Something I’d heard about, but never seen.

Rapunzel-thon* continues.  Convalescing 5-year-old calls for help: “Mom, can you make it play in the language I’m speaking?”

“The language you’re speaking?  That’s English.”  They lose track of these things.

She’s on the main menu.  I go check the language settings.  There’s two English choices:

  1. Dolby something or another
  2. Dolby something or another Descriptive Video Service.

“Darling, do you mind if I try something?”

“Okay.” <– She is the happiest member of our family.  All the time.  Wish the rest of us were so compliant**.

 

This is the first time I’ve seen DVS on the language-track choices, and wow, pretty cool.  Useful of course for it’s intended purpose.  But also: Wow, what a study in film-making!  Draws your attention to what information is shared via dialogue or sound-effects, and what is told in images.  Great tool for the writer.
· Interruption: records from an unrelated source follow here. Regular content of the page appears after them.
PR #9065, opened 2025-08-08
vk: make default render target independent of call order

poweifeng:


filament/backend/src/vulkan/VulkanHandles.h
```diff
@@ -308,6 +308,17 @@ struct VulkanRenderTarget : private HwRenderTarget, fvkmemory::Resource {
...
+    VulkanRenderTarget(VulkanRenderTarget&& target) {
+        (*this) = std::move(target);
+    }
+
+    VulkanRenderTarget& operator=(VulkanRenderTarget&& target) {
+        std::swap(mOffscreen, target.mOffscreen);
+        std::swap(mProtected, target.mProtected);
+        std::swap(mInfo, target.mInfo);
+        return *this;
+    }
```
pixelflinger: I would prefer that we create a swap() method that both ctor&& and operator=&& call.

poweifeng: done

5 year-old doesn’t seem to mind it — it could be annoying to have to listen to descriptions you don’t need — but then, she loves describing things.  All about method, that child.

 

*I like this movie much more than Steven Greydanus did.  Then again, he probably hasn’t been subject to OSHA-prohibited hours of exposure to Barbie Fairy Secret.  Not that I’d trade jobs with him.  Not ever.  No way.  It takes a true martyr to endure what that man does.

** Such a happy baby that I  took her to the doctor when she was four months old, because she was suddenly so fussy, no other symptom.  Ear infection, maybe?  Nope.  The doctor diagnosed “fussy baby”.  I went home, remembered Ora-gel, and the problem was solved.  A walking anti-parable, “The Girl Who Never Cried Wolf”.